◆ **Task instructions**
Each of the records below must be reproduced exactly.
*** Records provided Section Begins ***
PR #2760, opened 2022-10-28
clusterctl: make explicit use of --worker-machine-count=${WORKER_MACH…

### LINKED ISSUE #2759: Default MachinePool spec.replicas=0 default value is invalid
/kind question

Generating the cluster resources with this command:
```
clusterctl generate cluster test --kubernetes-version 1.23.12 --flavor aks
```
By default the `MachinePool` has 0 replicas.

```
---
apiVersion: cluster.x-k8s.io/v1beta1
kind: MachinePool
metadata:
  name: pool0
  namespace: default
spec:
  clusterName: test
  replicas: 0
  template:
    metadata: {}
    spec:
      bootstrap:
        dataSecretName: ""
      clusterName: test
      infrastructureRef:
        kind: AzureManagedMachinePool
        name: pool0
      version: 1.23.12
```

The AKS cluster fails with `the value of parameter agentPoolProfile.count is invalid`

The number of replicas can be changed with the env var `WORKER_MACHINE_COUNT`. However the docs dont specify that this env variable is mandatory. https://capz.sigs.k8s.io/topics/managedcluster.html

The docs are a bit confusing because the guidance is:
```
# Kubernetes values
export CLUSTER_NAME="my-cluster"
export WORKER_MACHINE_COUNT=2
export KUBERNETES_VERSION="v1.19.6"
clusterctl init --infrastructure azure
clusterctl generate cluster ${CLUSTER_NAME} --kubernetes-version ${KUBERNETES_VERSION} --flavor aks > cluster.yaml
```
[It seems KUBERNETES_VERSION also dont need command line arguments to be evaluated](https://github.com/kubernetes-sigs/cluster-api/blob/main/cmd/clusterctl/cmd/util.go#L100). Because the other variables are passed as command line arguments it would be great to make also `WORKER_MACHINE_COUNT` explicit in the docs:

```
clusterctl generate cluster ${CLUSTER_NAME} --kubernetes-version ${KUBERNETES_VERSION} --worker-machine-count=${WORKER_MACHINE_COUNT} --flavor aks > cluster.yaml
```

Why the default template does not have `replicas: 1` ?
Is it the normal behaviour for other providers to deploy with 0 replicas ? Is this an AKS only limit ?

Why the naming `WORKER_MACHINE_COUNT` ?  Should `MACHINE_POOL_REPLICAS` be a more consistent name for this variable ?

**Environment:**

- cluster-api-provider-azure version: v1.5.3
- Kubernetes version: 1.23.12

This was discussed also here:
https://github.com/Azure/aks-engine/issues/2311

zioproto:
/kind documentation

Improves the documentation to use `clusterctl` to create an AKS cluster.

Fixes #2759

### DIFF
--- a/docs/book/src/topics/managedcluster.md
+++ b/docs/book/src/topics/managedcluster.md
@@ -74,7 +74,7 @@ Execute clusterctl to template the resources, then apply to your kind management
 
 ```bash
 clusterctl init --infrastructure azure
-clusterctl generate cluster ${CLUSTER_NAME} --kubernetes-version ${KUBERNETES_VERSION} --flavor aks > cluster.yaml
+clusterctl generate cluster ${CLUSTER_NAME} --kubernetes-version ${KUBERNETES_VERSION} --worker-machine-count=${WORKER_MACHINE_COUNT} --flavor aks > cluster.yaml
 
 # assumes an existing management cluster
 kubectl apply -f cluster.yaml


mboersma:
Adding this argument to the command doesn't change the actual behavior, right? The template should still respect the environment variable.

Is this just to make it more explicitly documented?

zioproto:
> Adding this argument to the command doesn't change the actual behavior, right? The template should still respect the environment variable.
> 
> Is this just to make it more explicitly documented?

Correct, this is just to make it more explicitly documented

docs/book/src/topics/managedcluster.md
```diff
@@ -58,7 +58,7 @@ Execute clusterctl to template the resources, then apply to a management cluster
 
 ```bash
 clusterctl init --infrastructure azure
-clusterctl generate cluster ${CLUSTER_NAME} --kubernetes-version ${KUBERNETES_VERSION} --flavor aks > cluster.yaml
+clusterctl generate cluster ${CLUSTER_NAME} --kubernetes-version ${KUBERNETES_VERSION} --worker-machine-count=${WORKER_MACHINE_COUNT} --flavor aks > cluster.yaml
```
CecileRobertMichon, line 61: while you're here, it looks like the `KUBERNETES_VERSION` in the example is outdated and no longer supported

jackfrancis: I found a whole bunch of errors with this example and fixed them here: https://github.com/kubernetes-sigs/cluster-api-provider-azure/pull/2776

FWIW I didn't observe that including `--worker-machine-count=${WORKER_MACHINE_COUNT}` was necessary, clusterctl picks up that env var automatically and does the right thing in the aks flavor template.

zioproto: I mean also `--kubernetes-version` is not necessary, because it is read from the env:

https://github.com/kubernetes-sigs/cluster-api/blob/bda7e5cca7b57767437f3627e8cf2d3d389e173f/cmd/clusterctl/cmd/util.go#L89-L107
I would say even we make both explicit or both implicit in the example

CecileRobertMichon:
/close in favor of https://github.com/kubernetes-sigs/cluster-api-provider-azure/pull/2776

please reopen if you think this one is still relevant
*** Records provided Section Ends ***
◆ **Reply**
PR #2760, opened 2022-10-28
clusterctl: make explicit use of --worker-machine-count=${WORKER_MACH…

### LINKED ISSUE #2759: Default MachinePool spec.replicas=0 default value is invalid
/kind question

Generating the cluster resources with this command:
```
clusterctl generate cluster test --kubernetes-version 1.23.12 --flavor aks
```
By default the `MachinePool` has 0 replicas.

```
---
apiVersion: cluster.x-k8s.io/v1beta1
kind: MachinePool
metadata:
  name: pool0
  namespace: default
spec:
  clusterName: test
  replicas: 0
  template:
    metadata: {}
    spec:
      bootstrap:
        dataSecretName: ""
      clusterName: test
      infrastructureRef:
        kind: AzureManagedMachinePool
        name: pool0
      version: 1.23.12
```

The AKS cluster fails with `the value of parameter agentPoolProfile.count is invalid`

The number of replicas can be changed with the env var `WORKER_MACHINE_COUNT`. However the docs dont specify that this env variable is mandatory. https://capz.sigs.k8s.io/topics/managedcluster.html

The docs are a bit confusing because the guidance is:
```
# Kubernetes values
export CLUSTER_NAME="my-cluster"
export WORKER_MACHINE_COUNT=2
export KUBERNETES_VERSION="v1.19.6"
clusterctl init --infrastructure azure
clusterctl generate cluster ${CLUSTER_NAME} --kubernetes-version ${KUBERNETES_VERSION} --flavor aks > cluster.yaml
```
[It seems KUBERNETES_VERSION also dont need command line arguments to be evaluated](https://github.com/kubernetes-sigs/cluster-api/blob/main/cmd/clusterctl/cmd/util.go#L100). Because the other variables are passed as command line arguments it would be great to make also `WORKER_MACHINE_COUNT` explicit in the docs:

```
clusterctl generate cluster ${CLUSTER_NAME} --kubernetes-version ${KUBERNETES_VERSION} --worker-machine-count=${WORKER_MACHINE_COUNT} --flavor aks > cluster.yaml
```

Why the default template does not have `replicas: 1` ?
Is it the normal behaviour for other providers to deploy with 0 replicas ? Is this an AKS only limit ?

Why the naming `WORKER_MACHINE_COUNT` ?  Should `MACHINE_POOL_REPLICAS` be a more consistent name for this variable ?

**Environment:**

- cluster-api-provider-azure version: v1.5.3
- Kubernetes version: 1.23.12

This was discussed also here:
https://github.com/Azure/aks-engine/issues/2311

zioproto:
/kind documentation

Improves the documentation to use `clusterctl` to create an AKS cluster.

Fixes #2759

### DIFF
--- a/docs/book/src/topics/managedcluster.md
+++ b/docs/book/src/topics/managedcluster.md
@@ -74,7 +74,7 @@ Execute clusterctl to template the resources, then apply to your kind management
 
 ```bash
 clusterctl init --infrastructure azure
-clusterctl generate cluster ${CLUSTER_NAME} --kubernetes-version ${KUBERNETES_VERSION} --flavor aks > cluster.yaml
+clusterctl generate cluster ${CLUSTER_NAME} --kubernetes-version ${KUBERNETES_VERSION} --worker-machine-count=${WORKER_MACHINE_COUNT} --flavor aks > cluster.yaml
 
 # assumes an existing management cluster
 kubectl apply -f cluster.yaml


mboersma:
Adding this argument to the command doesn't change the actual behavior, right? The template should still respect the environment variable.

Is this just to make it more explicitly documented?

zioproto:
> Adding this argument to the command doesn't change the actual behavior, right? The template should still respect the environment variable.
> 
> Is this just to make it more explicitly documented?

Correct, this is just to make it more explicitly documented

docs/book/src/topics/managedcluster.md
```diff
@@ -58,7 +58,7 @@ Execute clusterctl to template the resources, then apply to a management cluster
 
 ```bash
 clusterctl init --infrastructure azure
-clusterctl generate cluster ${CLUSTER_NAME} --kubernetes-version ${KUBERNETES_VERSION} --flavor aks > cluster.yaml
+clusterctl generate cluster ${CLUSTER_NAME} --kubernetes-version ${KUBERNETES_VERSION} --worker-machine-count=${WORKER_MACHINE_COUNT} --flavor aks > cluster.yaml
```
CecileRobertMichon, line 61: while you're here, it looks like the `KUBERNETES_VERSION` in the example is outdated and no longer supported

jackfrancis: I found a whole bunch of errors with this example and fixed them here: https://github.com/kubernetes-sigs/cluster-api-provider-azure/pull/2776

FWIW I didn't observe that including `--worker-machine-count=${WORKER_MACHINE_COUNT}` was necessary, clusterctl picks up that env var automatically and does the right thing in the aks flavor template.

zioproto: I mean also `--kubernetes-version` is not necessary, because it is read from the env:

https://github.com/kubernetes-sigs/cluster-api/blob/bda7e5cca7b57767437f3627e8cf2d3d389e173f/cmd/clusterctl/cmd/util.go#L89-L107
I would say even we make both explicit or both implicit in the example

CecileRobertMichon:
/close in favor of https://github.com/kubernetes-sigs/cluster-api-provider-azure/pull/2776

please reopen if you think this one is still relevant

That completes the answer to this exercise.